**RECORDS FOR THIS TASK**
·····

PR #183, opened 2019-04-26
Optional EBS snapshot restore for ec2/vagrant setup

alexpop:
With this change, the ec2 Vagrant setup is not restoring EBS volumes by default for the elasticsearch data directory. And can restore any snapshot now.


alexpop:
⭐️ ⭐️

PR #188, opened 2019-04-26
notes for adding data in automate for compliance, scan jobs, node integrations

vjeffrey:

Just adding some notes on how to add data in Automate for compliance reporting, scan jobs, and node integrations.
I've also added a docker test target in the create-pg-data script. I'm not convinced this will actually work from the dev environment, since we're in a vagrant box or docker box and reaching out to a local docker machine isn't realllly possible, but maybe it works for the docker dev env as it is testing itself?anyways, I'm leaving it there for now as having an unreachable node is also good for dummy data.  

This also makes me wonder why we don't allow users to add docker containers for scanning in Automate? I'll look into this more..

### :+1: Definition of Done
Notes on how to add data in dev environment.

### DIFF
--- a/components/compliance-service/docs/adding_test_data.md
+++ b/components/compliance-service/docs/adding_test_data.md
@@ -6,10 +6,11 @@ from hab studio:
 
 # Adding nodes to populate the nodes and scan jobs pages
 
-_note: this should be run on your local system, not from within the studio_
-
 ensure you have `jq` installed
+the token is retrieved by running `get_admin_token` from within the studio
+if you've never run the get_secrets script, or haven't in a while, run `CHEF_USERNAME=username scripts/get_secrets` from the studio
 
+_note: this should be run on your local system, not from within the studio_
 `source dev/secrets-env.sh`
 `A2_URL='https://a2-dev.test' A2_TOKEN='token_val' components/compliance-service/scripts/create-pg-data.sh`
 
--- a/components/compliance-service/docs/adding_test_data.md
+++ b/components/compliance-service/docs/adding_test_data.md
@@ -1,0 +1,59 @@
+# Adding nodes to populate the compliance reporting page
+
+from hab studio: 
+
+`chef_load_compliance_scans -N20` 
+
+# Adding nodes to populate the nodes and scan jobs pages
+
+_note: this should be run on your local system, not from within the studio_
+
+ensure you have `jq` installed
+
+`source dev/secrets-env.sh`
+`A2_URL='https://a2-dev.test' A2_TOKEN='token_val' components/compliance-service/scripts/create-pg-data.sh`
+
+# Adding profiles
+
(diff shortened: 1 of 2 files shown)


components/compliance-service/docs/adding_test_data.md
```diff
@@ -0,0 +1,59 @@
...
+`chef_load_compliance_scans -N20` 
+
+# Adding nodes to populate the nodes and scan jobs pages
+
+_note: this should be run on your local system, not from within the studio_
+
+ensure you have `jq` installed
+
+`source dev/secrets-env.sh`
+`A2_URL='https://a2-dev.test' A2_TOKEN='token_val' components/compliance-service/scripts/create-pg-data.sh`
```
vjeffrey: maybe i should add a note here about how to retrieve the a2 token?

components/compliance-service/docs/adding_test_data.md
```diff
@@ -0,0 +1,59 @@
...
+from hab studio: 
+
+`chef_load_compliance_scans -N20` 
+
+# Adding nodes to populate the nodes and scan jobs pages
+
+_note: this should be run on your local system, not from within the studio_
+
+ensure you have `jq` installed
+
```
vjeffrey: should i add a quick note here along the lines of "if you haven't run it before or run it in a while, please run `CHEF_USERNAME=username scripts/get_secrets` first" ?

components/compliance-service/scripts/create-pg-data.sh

·····

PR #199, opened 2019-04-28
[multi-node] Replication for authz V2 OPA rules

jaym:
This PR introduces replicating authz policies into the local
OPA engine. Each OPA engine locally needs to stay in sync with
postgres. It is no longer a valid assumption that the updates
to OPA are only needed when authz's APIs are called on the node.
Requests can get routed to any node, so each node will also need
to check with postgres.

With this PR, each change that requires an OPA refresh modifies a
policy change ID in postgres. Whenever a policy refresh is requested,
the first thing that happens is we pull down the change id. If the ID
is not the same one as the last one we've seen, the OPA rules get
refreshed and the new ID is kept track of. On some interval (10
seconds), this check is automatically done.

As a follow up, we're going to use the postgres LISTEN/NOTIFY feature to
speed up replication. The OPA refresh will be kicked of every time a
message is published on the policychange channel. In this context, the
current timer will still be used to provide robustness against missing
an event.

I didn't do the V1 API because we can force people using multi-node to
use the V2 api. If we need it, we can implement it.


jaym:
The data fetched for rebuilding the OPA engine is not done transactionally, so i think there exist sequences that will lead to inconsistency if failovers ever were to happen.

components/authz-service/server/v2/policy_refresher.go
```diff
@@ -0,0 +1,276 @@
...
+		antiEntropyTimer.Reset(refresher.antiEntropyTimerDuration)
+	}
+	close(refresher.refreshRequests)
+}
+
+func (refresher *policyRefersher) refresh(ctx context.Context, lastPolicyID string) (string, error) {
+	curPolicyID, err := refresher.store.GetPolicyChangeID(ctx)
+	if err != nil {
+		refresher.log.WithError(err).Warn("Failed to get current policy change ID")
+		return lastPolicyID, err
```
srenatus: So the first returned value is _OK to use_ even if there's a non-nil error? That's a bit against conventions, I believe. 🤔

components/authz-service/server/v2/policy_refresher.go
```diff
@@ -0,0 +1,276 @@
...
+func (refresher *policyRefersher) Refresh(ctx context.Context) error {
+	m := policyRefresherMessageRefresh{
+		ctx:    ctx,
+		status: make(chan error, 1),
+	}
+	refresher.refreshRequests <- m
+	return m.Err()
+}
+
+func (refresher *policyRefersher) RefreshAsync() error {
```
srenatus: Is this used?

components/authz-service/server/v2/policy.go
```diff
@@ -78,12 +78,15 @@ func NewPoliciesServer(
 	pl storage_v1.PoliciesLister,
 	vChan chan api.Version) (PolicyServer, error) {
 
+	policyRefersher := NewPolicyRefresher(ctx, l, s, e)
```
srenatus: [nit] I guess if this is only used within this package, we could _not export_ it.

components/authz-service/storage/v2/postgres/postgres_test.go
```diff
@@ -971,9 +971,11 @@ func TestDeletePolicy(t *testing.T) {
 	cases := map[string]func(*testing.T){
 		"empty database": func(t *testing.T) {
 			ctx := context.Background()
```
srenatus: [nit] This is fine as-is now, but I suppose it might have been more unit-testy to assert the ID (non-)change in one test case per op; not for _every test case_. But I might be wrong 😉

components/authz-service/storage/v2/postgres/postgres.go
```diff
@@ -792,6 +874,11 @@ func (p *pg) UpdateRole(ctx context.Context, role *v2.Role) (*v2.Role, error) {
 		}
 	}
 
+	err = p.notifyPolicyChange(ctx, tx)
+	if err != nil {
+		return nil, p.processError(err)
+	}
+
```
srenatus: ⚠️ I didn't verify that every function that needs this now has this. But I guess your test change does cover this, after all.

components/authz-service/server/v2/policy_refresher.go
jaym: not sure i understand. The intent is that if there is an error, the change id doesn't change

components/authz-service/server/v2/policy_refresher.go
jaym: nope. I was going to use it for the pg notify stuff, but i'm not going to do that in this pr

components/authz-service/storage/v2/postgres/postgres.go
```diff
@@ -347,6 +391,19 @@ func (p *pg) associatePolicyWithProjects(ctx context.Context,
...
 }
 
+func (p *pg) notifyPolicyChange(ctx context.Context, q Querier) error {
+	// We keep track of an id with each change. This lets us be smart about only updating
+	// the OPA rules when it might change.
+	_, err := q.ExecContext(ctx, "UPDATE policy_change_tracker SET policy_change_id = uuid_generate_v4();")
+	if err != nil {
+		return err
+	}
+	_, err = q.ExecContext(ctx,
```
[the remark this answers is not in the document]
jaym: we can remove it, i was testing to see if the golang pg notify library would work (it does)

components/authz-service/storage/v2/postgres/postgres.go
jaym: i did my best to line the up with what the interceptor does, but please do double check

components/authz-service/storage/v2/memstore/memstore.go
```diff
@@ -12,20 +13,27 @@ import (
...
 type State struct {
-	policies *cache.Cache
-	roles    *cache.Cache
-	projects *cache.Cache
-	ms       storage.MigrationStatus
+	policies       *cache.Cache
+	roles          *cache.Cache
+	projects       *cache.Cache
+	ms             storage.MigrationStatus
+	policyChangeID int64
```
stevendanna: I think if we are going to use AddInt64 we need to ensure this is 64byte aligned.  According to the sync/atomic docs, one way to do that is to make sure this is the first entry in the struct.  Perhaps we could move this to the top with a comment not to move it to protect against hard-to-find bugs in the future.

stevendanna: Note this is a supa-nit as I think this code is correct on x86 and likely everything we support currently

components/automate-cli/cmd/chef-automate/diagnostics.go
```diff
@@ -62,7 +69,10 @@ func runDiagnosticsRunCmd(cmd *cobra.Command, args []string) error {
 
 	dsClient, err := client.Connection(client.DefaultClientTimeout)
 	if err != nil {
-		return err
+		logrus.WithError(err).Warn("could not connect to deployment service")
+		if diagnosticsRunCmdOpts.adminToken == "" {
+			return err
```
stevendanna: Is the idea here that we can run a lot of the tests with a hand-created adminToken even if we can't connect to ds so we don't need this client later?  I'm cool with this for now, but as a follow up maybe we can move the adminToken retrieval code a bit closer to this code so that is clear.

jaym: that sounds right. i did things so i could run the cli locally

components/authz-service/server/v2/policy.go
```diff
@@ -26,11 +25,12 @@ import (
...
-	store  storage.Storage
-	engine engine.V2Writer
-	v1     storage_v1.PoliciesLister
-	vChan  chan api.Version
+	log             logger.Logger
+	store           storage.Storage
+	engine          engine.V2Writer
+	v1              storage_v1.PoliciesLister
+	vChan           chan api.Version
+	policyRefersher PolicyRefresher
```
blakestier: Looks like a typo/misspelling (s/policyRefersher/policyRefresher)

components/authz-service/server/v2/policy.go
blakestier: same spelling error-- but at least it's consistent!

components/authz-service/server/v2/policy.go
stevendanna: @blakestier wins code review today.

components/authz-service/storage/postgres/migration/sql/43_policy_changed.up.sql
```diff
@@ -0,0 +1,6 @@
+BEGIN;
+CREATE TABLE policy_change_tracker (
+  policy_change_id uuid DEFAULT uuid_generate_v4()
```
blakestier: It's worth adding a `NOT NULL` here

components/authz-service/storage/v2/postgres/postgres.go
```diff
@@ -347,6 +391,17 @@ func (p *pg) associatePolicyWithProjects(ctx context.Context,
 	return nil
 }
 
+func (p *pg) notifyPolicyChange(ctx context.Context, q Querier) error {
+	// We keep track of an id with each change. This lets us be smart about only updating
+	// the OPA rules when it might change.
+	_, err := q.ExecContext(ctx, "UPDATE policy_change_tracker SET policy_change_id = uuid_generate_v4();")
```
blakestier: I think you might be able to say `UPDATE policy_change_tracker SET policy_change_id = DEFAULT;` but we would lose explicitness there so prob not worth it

·····

**EXERCISE DESCRIPTION**
Only the lines from the one containing "PR #183, opened 2019-04-26" through the one containing "Just adding some" are to be retyped, both boundary lines included, with no other material.

**RESULT**
PR #183, opened 2019-04-26
Optional EBS snapshot restore for ec2/vagrant setup

alexpop:
With this change, the ec2 Vagrant setup is not restoring EBS volumes by default for the elasticsearch data directory. And can restore any snapshot now.


alexpop:
⭐️ ⭐️

PR #188, opened 2019-04-26
notes for adding data in automate for compliance, scan jobs, node integrations

vjeffrey:

Just adding some notes on how to add data in Automate for compliance reporting, scan jobs, and node integrations.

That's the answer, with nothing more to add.